[Start of Attachment]

PR #160, opened 2024-01-23
Update default value for alpha_rayleigh_uh

szy21:
## Purpose 

We want the default value for `alpha_rayleigh_uh` to be zero. This was missed in ClimaAtmos PR[#2021](https://github.com/CliMA/ClimaAtmos.jl/pull/2021) I think. This PR also bumps patch version.

## Content

----
- [ ] I have read and checked the items on the review checklist.

PR #161, opened 2024-01-25
ice deposition nucleation parameters

amylu00:
added parameters for water based deposition nucleation for kaolinite, feldspar, and ferrihydrate


trontrytel (approved):
LGTM! 

You will also need to bump the patch version of the package. So that we can make a release and use it in CM.jl

See for example: https://github.com/CliMA/CLIMAParameters.jl/pull/160/files

PR #166, opened 2024-02-05
Remove default type, update docs

nefrathenrici:
Content
- Remove the default type and error if a parameter has no type
- Add clearer docs for array parameters
- Update test to match
- Fix the formatter GHA update


odunbar (approved):
LGTM! Glad we are removing the default here

NB seems like the formatter is failing, perhaps this needs to be rerun

nefrathenrici:
@odunbar can we consider #144 closed with this PR? I think that this addresses the remaining points (array params and overrides)

PR #58, opened 2020-11-23
Add `ServiceManagerAccess::ALL_ACCESS`

pravic:
for service stop or delete operations.

---
This change is [Reviewable](https://reviewable.io/reviews/mullvad/windows-service-rs/58)

### DIFF
--- a/src/service_manager.rs
+++ b/src/service_manager.rs
@@ -19,6 +19,9 @@ bitflags::bitflags! {
 
         /// Can enumerate services or receive notifications.
         const ENUMERATE_SERVICE = winsvc::SC_MANAGER_ENUMERATE_SERVICE;
+
+        /// All access. Used for stopping or deleting services.
+        const ALL_ACCESS = winsvc::SC_MANAGER_ALL_ACCESS;
     }
 }
 


src/service_manager.rs
```diff
@@ -19,6 +19,9 @@ bitflags::bitflags! {
 
         /// Can enumerate services or receive notifications.
         const ENUMERATE_SERVICE = winsvc::SC_MANAGER_ENUMERATE_SERVICE;
+
+        /// All access. Used for stopping or deleting services.
+        const ALL_ACCESS = winsvc::SC_MANAGER_ALL_ACCESS;
```
faern, line 24: Do you have a concrete example what kind of code would need this access to work? Stopping and deleting services can already be done via `Service::stop` and `Service::delete` and the access is given by `ServiceAccess::STOP | ServiceAccess::DELETE`. See https://github.com/mullvad/windows-service-rs/blob/78ca40eba233b3f54bc89566233aa33b2f05a296/examples/uninstall_service.rs.

pravic:
@faern `SC_MANAGER_ALL_ACCESS` is taken from https://docs.microsoft.com/en-us/windows/win32/services/stopping-a-service

faern:
Better documentation would definitely not hurt this crate! The best would be if users can use this crate without resorting to Microsoft's C++ documentation of course. So if `ALL_ACCESS` is actually not needed, but it's unclear how to stop a service we'd gladly accept improved documentation.

I'm not sure I understand how `ALL_ACCESS` is an alternative to better docs? How does it become easier to understand how to stop a service just by adding a permission that's not actually needed to stop said service? :thinking: 

I'm not against adding `ALL_ACCESS` if it has any practical benefit. I don't know all the possible use cases. If there are things currently not possible to do with this library that adding that permission would allow doing, we'll of course add it. But I'm not sure about how the documentation is currently worded, since it seems what it talks about should already be possible.

src/service_manager.rs
pronebird: If we look at the [source code](https://github.com/tpn/winsdk-7/blob/master/v7.1A/Include/WinSvc.h#L145-L151) (win7 sdk but probably not much has changed since then), the only difference is the presence of `STANDARD_RIGHTS_REQUIRED`:

```
#define SC_MANAGER_ALL_ACCESS          (STANDARD_RIGHTS_REQUIRED      | \
                                        SC_MANAGER_CONNECT            | \
                                        SC_MANAGER_CREATE_SERVICE     | \
                                        SC_MANAGER_ENUMERATE_SERVICE  | \
                                        SC_MANAGER_LOCK               | \
                                        SC_MANAGER_QUERY_LOCK_STATUS  | \
                                        SC_MANAGER_MODIFY_BOOT_CONFIG)
```

I am not really sure what `STANDARD_RIGHTS_REQUIRED` gives. I also think that it's not necessary to request all of the permissions from SCM when you only need a few of them. However since we use bitflags-rs, you could perhaps just use `ServiceManagerAccess::all()` instead? See https://docs.rs/bitflags/1.2.1/bitflags/#methods-1

pravic: > Do you have a concrete example what kind of code would need this access to work?

@faern Besides https://docs.microsoft.com/en-us/windows/win32/services/stopping-a-service - I don't. Moreover, I've tried stopping a service with `CONNECT` and it worked fine. So, Now I am not sure.

pravic: > I think the confusion comes from the fact that there are two separate access masks

@pronebird No, that's no the case - see the MSDN example regarding stopping a service.

faern: From what I can see in the linked MSDN example it does not explicitly say that you need `ALL_ACCESS` they just happen to use it in the code. And you have already made it work for yourself with `CONNECT`. So I don't think we need this?

pravic: I'd argue that we do need this. At least, for the sake of consistency.

faern: Then at least give it better documentation. We have both proven to ourselves that it's not needed for stopping or deleting services. So there must be more fitting documentation for it. Can you find some good source on what it's intended for? I'm not very keen on adding a constant we don't know who might need for what and when.

pronebird: @pravic 

> No, that's no the case - see the MSDN example regarding stopping a service.

I saw it. I don't see anything we don't have. See the example which is a part of the repo. It demonstrates how to stop and delete the service.

pravic:
Okay

PR #59, opened 2020-11-23
Do not escape binary path for a kernel driver.

### LINKED ISSUE #57: Kernel driver path must not be quoted
Even if it contains spaces.

Valid paths:

```
%SystemRoot%\System32\drivers\processr.sys
\??\C:\Windows\gdrv2.sys
\SystemRoot\System32\drivers\1394ohci.sys
\??\C:\ProgramData\Microsoft\Windows Defender\Definition Updates\{D2115BAD-24C0-4CA0-A754-F66B01950E8A}\MpKslDrv.sys
```

Invalid (if we use [`escape_wide()`](https://github.com/mullvad/windows-service-rs/blob/78ca40eba233b3f54bc89566233aa33b2f05a296/src/service.rs#L1762)):

```
"C:\ProgramData\Microsoft\Windows Defender\Definition Updates\{D2115BAD-24C0-4CA0-A754-F66B01950E8A}\MpKslDrv.sys"
```

Source: https://stackoverflow.com/questions/50954450/createservice-and-quotes-for-lpbinarypathname-parameter#comment88914215_50954450 (could not find a better one).

pravic:
fixes #57.

---
This change is [Reviewable](https://reviewable.io/reviews/mullvad/windows-service-rs/59)

### DIFF
--- a/src/lib.rs
+++ b/src/lib.rs
@@ -205,7 +205,7 @@ pub enum Error {
     #[error(display = "Invalid launch argument at index {}", _0)]
     InvalidLaunchArgument(usize, #[error(source)] widestring::NulError<u16>),
 
-    /// Invalid launch arguments.
+    /// Launch arguments are not supported for kernel drivers.
     #[error(display = "Kernel drivers do not support launch arguments")]
     LaunchArgumentsNotSupported,
 
--- a/src/lib.rs
+++ b/src/lib.rs
@@ -205,6 +205,10 @@ pub enum Error {
     #[error(display = "Invalid launch argument at index {}", _0)]
     InvalidLaunchArgument(usize, #[error(source)] widestring::NulError<u16>),
 
+    /// Invalid launch arguments.
+    #[error(display = "Kernel drivers do not support launch arguments")]
+    LaunchArgumentsNotSupported,
+
     /// Invalid dependency name.
     #[error(display = "Invalid dependency name")]
     InvalidDependency(#[error(source)] widestring::NulError<u16>),
--- a/src/service.rs
+++ b/src/service.rs
@@ -411,6 +411,10 @@ impl RawServiceInfo {
         let mut launch_command_buffer = WideString::new();
         if service_info.service_type.intersects(ServiceType::KERNEL_DRIVER | ServiceType::FILE_SYSTEM_DRIVER) {
             // drivers do not support launch arguments
+            if !service_info.launch_arguments.is_empty() {
+                return Err(Error::LaunchArgumentsNotSupported);
+            }
+
             // also the path must not be quoted even if it contains spaces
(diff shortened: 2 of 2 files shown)


src/service.rs
```diff
@@ -407,19 +407,25 @@ impl RawServiceInfo {
...
-            escape_wide(&service_info.executable_path).map_err(Error::InvalidExecutablePath)?;
-
+        // escape executable path and arguments and combine them into a single command
         let mut launch_command_buffer = WideString::new();
-        launch_command_buffer.push(executable_path);
+        if service_info.service_type.intersects(ServiceType::KERNEL_DRIVER | ServiceType::FILE_SYSTEM_DRIVER) {
+            // drivers do not support launch arguments
+            // also the path must not be quoted even if it contains spaces
+            let executable_path = WideCString::from_os_str(&service_info.executable_path).map_err(Error::InvalidExecutablePath)?;
+            launch_command_buffer.push(executable_path.to_ustring());
```
faern, line 416: Since arguments are not supported, I think we should probably return an error in this branch if `!service_info.launch_arguments.is_empty()`. Right? Because passing arguments is an invalidly formed `ServiceInfo` and silently just discarding them can lead to hard to debug situations for users of this crate. This would justify a new separate error variant.

faern (changes requested):

src/service.rs
pravic: Changed, see a6e28b2.

faern: Great! Looks good to me.

faern (approved):
Thanks for the contribution. We have not used this for drivers ourselves. But the SO answers you linked support your case at least. If you have tested this and it works for you then I'm fine with merging it.

src/lib.rs
```diff
@@ -205,6 +205,10 @@ pub enum Error {
     #[error(display = "Invalid launch argument at index {}", _0)]
     InvalidLaunchArgument(usize, #[error(source)] widestring::NulError<u16>),
 
+    /// Invalid launch arguments.
```
pronebird, line 208: Maybe change the description?

pravic: To what? :)

pronebird: For example to "Launch arguments are not supported"?

faern: Just use the same string as the display implementation. It's even more clear.

pravic: Done in e592829.

faern:
Merged. Thanks for the contribution! :tada:

pravic:
@faern Thanks! Will a new crate version be released as well?

faern:
Do you need this right away? The `master` branch is currently breaking due to some changes into `impl Trait`. So we would need to do a breaking version bump. If there are more breaking things in the pipe it would be awesome to get them done first. I'll see what we can do.

Issue #64, opened 2021-07-12
Sync for ServiceStatusHandle


td202:
`ServiceStatusHandle` is already `Send`, but it seems it could also be `Sync`, since the [`SetServiceStatus` API is thread-safe](https://docs.microsoft.com/en-us/windows/win32/api/winsvc/nf-winsvc-setservicestatus). This could be useful, for instance, to allow the service control handler to set a pending state, asynchronously signal the main thread, and return.

pronebird:
Agree. Right now we allow it to be cloned, but I see no reason why we shouldn't share it across threads. Please feel free to send a PR.

https://github.com/mullvad/windows-service-rs/blob/master/src/service_control_handler.rs#L35

PR #65, opened 2021-07-15
Make `ServiceStatusHandle` Sync.

td202:
Mark `ServiceStatusHandle` as Sync, per https://github.com/mullvad/windows-service-rs/issues/64.

---
This change is [Reviewable](https://reviewable.io/reviews/mullvad/windows-service-rs/65)

### DIFF
--- a/CHANGELOG.md
+++ b/CHANGELOG.md
@@ -10,6 +10,7 @@ and this project adheres to [Semantic Versioning](http://semver.org/spec/v2.0.0.
   `ServiceManager::local_computer()`, `ServiceManager::remote_computer()` now take 
   `impl AsRef<OsStr>` arguments.
 - Upgrade err-derive dependency to 0.3.0
+- `ServiceStatusHandle` is now Sync.
 
 ### Fixed
 - Don't escape binary path for kernel drivers as they don't support that.
--- a/src/service_control_handler.rs
+++ b/src/service_control_handler.rs
@@ -33,6 +33,7 @@ impl ServiceStatusHandle {
 // See remarks section for more info:
 // https://msdn.microsoft.com/en-us/library/windows/desktop/ms686241(v=vs.85).aspx
 unsafe impl Send for ServiceStatusHandle {}
+unsafe impl Sync for ServiceStatusHandle {}
 
 /// Abstraction over the return value of service control handler.
 /// The meaning of each of variants in this enum depends on the type of received event.


faern:
`ServiceStatusHandle` implements `Copy` so does it really need to be `Sync`? Any time you use it by value it will be automatically copied to a new instance. So you can send any number of owned instances between threads instead of just references.

Can you show a use case of something you can't do today that you could with `Sync`?

pronebird:
@faern as discussed in https://github.com/mullvad/windows-service-rs/issues/64 it looks like `ServiceStatusHandle` is thread safe, so it can be shared across threads without the need to copy.

faern:
The copying happens automatically. It's pretty uncommon to even take references to `Copy` types since the compiler can just automatically `memcpy` it instead. There is even a Clippy lint *against* calling stuff by reference on small enough copy types. Please mind that `Clone` is something different.

If you share stuff across threads they have to be `'static` most of the time anyway. And lifetimes always complicate the code a lot. So why would you want to share a reference over getting a copied instance that does not imply any lifetime constraints? Any code taking a copy will be a lot cleaner than trying to do the same with a reference.

td202:
The use case I have in mind is when the service event handler requires access to the `ServiceStatusHandle`. Because the handler is passed as an argument to `register`, which in turn creates the `ServiceStatusHandle`, the handle cannot simply be passed by value to the handler. The handle could be passed, for instance, by sharing an `AtomicRef` with the handler that will hold the `ServiceStatusHandle`.

faern:
I guess you mean that you want to have an `&AtomicRef<'a, ServiceStatusHandle>` in your `event_handler` closure and access it? Yeah OK that type won't be `Sync` indeed and can't be shared with the closure. I guess that's a valid use case! But on the other hand, if you want access to the `ServiceStatusHandle` I guess you *need* it in all closure invocations? It would be unfortunate if you need to unwrap the atomic optional since you can't guarantee it arrived yet. Then you have to handle the case of it not existing in the closure. I would maybe have used some kind of message passing channel to send the handle into the closure. And the closure blocks on the channel to wait for the first (and only) message.

We can indeed merge this PR. I just wanted to know there was a real use case.

faern:
I have published version `0.4.0` with this change.

td202:
If the `AtomicRef` is set before `set_service_status` is ever called, then it should be safe to assume that it is set in the event handler, with the (possible) exception of it being called with the `Interrogate` control event. (To be safe, I would likely return `NotImplemented` rather than panic if the `AtomicRef` is not set.)

pronebird:
@td202 I think it would be wise to guard from such edge cases and simply block the event handler thread until the ref has arrived, which should really happen fast enough, i.e:

```
let shared_ref: AtomicRef<..>
let status_handle = register(move || ... )
// set shared_ref
```

I think we should provide some abstraction for that and funnel the status handle back into the closure passed to `register`. On the other side, it's worth to note that at least in our other project (`mullvad-daemon`) we have a wrapper around `ServiceStatusHandle` that increments the counter and does all other things helping us to report the service status as it transitions through its lifecycle.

[End of Attachment]

▶ **Your objective**
Which lines of the data contain "Reviewable"? Copy them all.

▶ **Solution**
This change is [Reviewable](https://reviewable.io/reviews/mullvad/windows-service-rs/58)
This change is [Reviewable](https://reviewable.io/reviews/mullvad/windows-service-rs/59)
This change is [Reviewable](https://reviewable.io/reviews/mullvad/windows-service-rs/65)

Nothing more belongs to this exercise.